Task instructions :: Search the data for the string "should" and copy each line in which it appears.
+++ Data provided
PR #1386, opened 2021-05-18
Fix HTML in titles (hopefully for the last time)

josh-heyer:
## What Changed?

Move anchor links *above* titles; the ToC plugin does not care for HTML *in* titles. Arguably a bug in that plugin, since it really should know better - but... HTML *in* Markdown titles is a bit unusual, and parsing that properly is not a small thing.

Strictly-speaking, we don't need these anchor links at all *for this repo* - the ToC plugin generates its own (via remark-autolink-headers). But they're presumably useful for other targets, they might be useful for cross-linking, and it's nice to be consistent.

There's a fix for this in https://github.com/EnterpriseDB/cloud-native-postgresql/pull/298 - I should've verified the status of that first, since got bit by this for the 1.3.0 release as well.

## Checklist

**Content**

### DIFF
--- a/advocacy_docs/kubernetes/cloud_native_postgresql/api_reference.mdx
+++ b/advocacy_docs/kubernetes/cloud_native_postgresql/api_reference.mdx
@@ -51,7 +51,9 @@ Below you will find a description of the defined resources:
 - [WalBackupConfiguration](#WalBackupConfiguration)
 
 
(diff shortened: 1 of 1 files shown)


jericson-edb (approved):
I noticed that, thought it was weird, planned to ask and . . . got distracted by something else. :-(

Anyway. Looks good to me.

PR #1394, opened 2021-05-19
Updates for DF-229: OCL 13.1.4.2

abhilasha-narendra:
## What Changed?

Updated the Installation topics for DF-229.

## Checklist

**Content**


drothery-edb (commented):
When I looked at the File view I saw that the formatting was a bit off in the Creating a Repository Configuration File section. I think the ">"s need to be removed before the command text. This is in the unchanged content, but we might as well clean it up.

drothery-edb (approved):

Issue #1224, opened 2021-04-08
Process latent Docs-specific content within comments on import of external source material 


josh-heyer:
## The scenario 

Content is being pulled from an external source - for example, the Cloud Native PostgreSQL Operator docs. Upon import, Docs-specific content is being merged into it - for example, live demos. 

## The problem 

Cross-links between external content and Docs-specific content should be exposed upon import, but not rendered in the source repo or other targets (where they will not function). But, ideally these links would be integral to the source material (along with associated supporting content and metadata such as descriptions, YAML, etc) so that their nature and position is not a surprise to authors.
++++++
Result of this exercise ::
Move anchor links *above* titles; the ToC plugin does not care for HTML *in* titles. Arguably a bug in that plugin, since it really should know better - but... HTML *in* Markdown titles is a bit unusual, and parsing that properly is not a small thing.
There's a fix for this in https://github.com/EnterpriseDB/cloud-native-postgresql/pull/298 - I should've verified the status of that first, since got bit by this for the 1.3.0 release as well.
Cross-links between external content and Docs-specific content should be exposed upon import, but not rendered in the source repo or other targets (where they will not function). But, ideally these links would be integral to the source material (along with associated supporting content and metadata such as descriptions, YAML, etc) so that their nature and position is not a surprise to authors.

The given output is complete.